Using the data that follows, give the number of lines in which the word "PXBDrawer" occurs. Write only the number.

__Stored data entries__
::::

PR #166, opened 2020-07-22
Refactor drawerLayout to use ID and React context

joebochill:
For PXBLUE-1456.
Fixes #41 

RefactorRefactor the Drawer/DrawerLayout to link them in the case when multiple drawers are used
- By default, a Drawer will be linked to it's closest DrawerLayout ancestor (without any changes in usage)
    - This also means that if you are using multiple DrawerLayouts with Drawers, they will work fine without any changes in usage (each Drawer will simply operate the DrawerLayout closest to it in the DOM tree)
- ~~The only case where you need to use the `layoutID` prop on Drawer and DrawerLayout is if you have some Drawers inside a DrawerLayout and some without. In order to prevent the rogue drawer from affecting the nearest DrawerLayout, you'll need to give the other ones the ID.~~
- The only case where a use needs to change anything is if they are using multiple Drawers and some of them are inside of a DrawerLayout and some are not. In this case, they will need to identify the Drawers that are not part of a DrawerLayout by adding the `noLayout` prop.
    - This is a very very small use-case, 99% of the time nobody is going to run into this, so they'll be able to continue using the Drawer/DrawerLayout as before without needing to make any changes.
- Updated documentation

The following should all work as expected:
```
<DrawerLayout drawer={<Drawer />} />
```
```
<DrawerLayout drawer={<Drawer />} />
...
<DrawerLayout drawer={<Drawer />} />
```
```
<Drawer />
```
```
<DrawerLayout drawer={<Drawer />}>
    <Drawer noLayout/>
</DrawerLayout>
```

### DIFF
--- a/components/src/core/Drawer/Drawer.tsx
+++ b/components/src/core/Drawer/Drawer.tsx
@@ -118,7 +118,7 @@ export const DrawerComponent: React.FC<DrawerComponentProps> = (props) => {
     let hoverDelay: NodeJS.Timeout;
     const defaultClasses = useStyles(props);
     const theme = useTheme();
-    const {onPaddingChange} = useDrawerLayout();
+    const { onPaddingChange } = useDrawerLayout();
     const [hover, setHover] = useState(false);
     const {
         activeItem,
@@ -264,7 +264,7 @@ export const DrawerComponent: React.FC<DrawerComponentProps> = (props) => {
     const contentWidth = width || defaultContentWidth;
 
     useEffect(() => {
-         onPaddingChange(layoutID, variant === 'temporary' ? 0 : containerWidth);
+        onPaddingChange(layoutID, variant === 'temporary' ? 0 : containerWidth);
     }, [containerWidth, variant, theme]);
 
     return (
--- a/components/src/core/Drawer/Drawer.tsx
+++ b/components/src/core/Drawer/Drawer.tsx
@@ -103,11 +103,12 @@ export type PXBlueDrawerNavGroupInheritableProperties = {
 
 export type DrawerComponentProps = {
     classes?: DrawerClasses;
+
+    // Describes if this Drawer is used outside of a DrawerLayout
+    noLayout?: boolean;
+
     // Controls the open/closed state of the drawer
     open: boolean;
-
-    // Refers to the id of the parent DrawerLayout
-    layoutID?: number | string;
 
     // Sets the width of the drawer (in px) when open
     width?: number;
@@ -135,9 +136,9 @@ export const DrawerComponent: React.FC<DrawerComponentProps> = (props) => {
         InfoListItemProps,
         itemFontColor,
         itemIconColor,
-        layoutID,
         nestedBackgroundColor,
         nestedDivider,
+        noLayout = false,
         open,
         onItemSelect,
         ripple,
@@ -264,8 +265,8 @@ export const DrawerComponent: React.FC<DrawerComponentProps> = (props) => {
     const contentWidth = width || defaultContentWidth;
 
     useEffect(() => {
-        onPaddingChange(layoutID, variant === 'temporary' ? 0 : containerWidth);
-    }, [containerWidth, variant, theme]);
+        if (!noLayout) onPaddingChange(variant === 'temporary' ? 0 : containerWidth);
+    }, [containerWidth, variant, noLayout]);
 
     return (
         <Drawer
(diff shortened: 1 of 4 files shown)


joebochill:
#### Question
Do we want to go this approach where we provide an ID on the drawer and the drawer layout that need to match, or would we prefer to have a boolean prop on the drawer that identifies it as a rogue drawer:
```
<Drawer noLayout />
```

If we were to take this approach, the end result would be the same. One benefit of the other approach is that you can arbitrarily link a drawer to any DrawerLayout in the application (not sure if this is something we want to encourage or even support). Thoughts?

joebochill:
I'm kind of leaning towards switching to the boolean approach since it would only require users to make a change in one place. It also would ensure that drawers are only affecting their parent layout and no others.

emclaug2:
> ## Question
> If we were to take this approach, the end result would be the same. One benefit of the other approach is that you can arbitrarily link a drawer to any DrawerLayout in the application (not sure if this is something we want to encourage or even allow). Thoughts?

This seems unnecessary; I'm having a hard time imaging a situation where DrawerA would want to affect DrawerLayoutB.   I think it's good to just scrap that functionality all together.

I really like how flexible this patch is in terms of compatibility; and the boolean approach seems fine to me.  Most users will never have to be concerned with these changes and this is a good thing.

joebochill:
I went ahead and switched the implementation over to the boolean prop on the drawer approach...I think it feels cleaner. 🧻

huayunh:
When the drawer variant is `temporary`, it looks good. 

However, if I try doing `permanent` or `persistent`, here's what's happening:

If I change `<App />` to:
```jsx
<TheOuterBigDiv>
    <SecondaryDrawer />
    ...other stuff
</TheOuterBigDiv>
```

image

or if I change `<App />` to:

```html
<>
    <SecondaryDrawer />
    <TheOuterBigDiv />
</>
```
then it looks like
image
(has to scroll down 100vh to see the contents from `<TheOuterBigDiv />`)

The drawer I am using looks like this:
```jsx
export const SecondaryDrawer = (props) => {
    return (
        <PXBDrawer open={true} variant={'permanent'} noLayout {...props}>
            <DrawerHeader title={'secondary drawer'} />
            <DrawerBody>
                <DrawerNavGroup
                    items={[
                        { title: 'test', itemID: 'test', icon: <SendIcon /> },
                        { title: 'test2', itemID: 'test2', icon: <SendIcon /> },
                    ]}
                />
            </DrawerBody>
        </PXBDrawer>
    );
};
```

joebochill:
@huayunh what you're describing is part of the current nature of the `<Drawer>` when it is used outside of the DrawerLayout (it's actually one of the main reasons why we recommend using the DrawerLayout). It uses vertical flexBox to lay out its content and so if it doesn't have an explicit size specified, it will get condensed like you're seeing. If you do a little flex-boxing you can get it to look as you'd expect:
image

You'll see the same behavior if you just try to use a Drawer on its own (without the rest of the application). I actually built a quick demo of this for somebody who sent us an email with the same issue: https://codesandbox.io/s/nifty-swirles-rnjkb?file=/src/WithoutDrawerLayout.js

joebochill:
I implemented the secondary drawer in the router like this:
```tsx
export const MainRouter = () => {
    const [open, setOpen] = useState(true);
    const [open2, setOpen2] = useState(true);
    return (
        <Router>
            <ScrollToTop />
            <DrawerLayout drawer={<NavigationDrawer open={open} setOpen={setOpen} />}>
                <SharedAppBar
                    onClick={() => {
                        setOpen(!open);
                    }}
                />
                <div style={{ display: 'flex' }}>
                    <PXBDrawer open={open2} variant={'temporary'} noLayout onClose={() => setOpen2(false)}>
                        <DrawerHeader title={'secondary drawer'} onClick={() => setOpen2(!open2)} />
                        <DrawerBody>
                            <DrawerNavGroup
                                items={[
                                    { title: 'test', itemID: 'test' },
                                    { title: 'test2', itemID: 'test2' },
                                ]}
                            />
                        </DrawerBody>
                    </PXBDrawer>
                    <div style={{ flex: '1 1 0px' }}>
                        <Switch >
                            <Route path="*">
                                <App />
                            </Route>
                        </Switch>
                    </div>

                </div>
            </DrawerLayout>
        </Router>
    );
};
```

huayunh:
I see. So I guess no 
```jsx
<DrawerLayout drawer={<Drawer />}>
    <DrawerLayout drawer={<Drawer />} />
</DrawerLayout>
```

Sounds good to me

joebochill:
> I see. So I guess no
> 
> ```js-jsx
> <DrawerLayout drawer={<Drawer />}>
>     <DrawerLayout drawer={<Drawer />} />
> </DrawerLayout>
> ```
> 
> Sounds good to me

Logically, I think that should work fine. Making it look right might be another story (if we're doing anything like 100vh). I suppose you could do something like that to make like a mini 'iframe' type thing in your app if you wanted to...maybe.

::::

__Result of the task__
4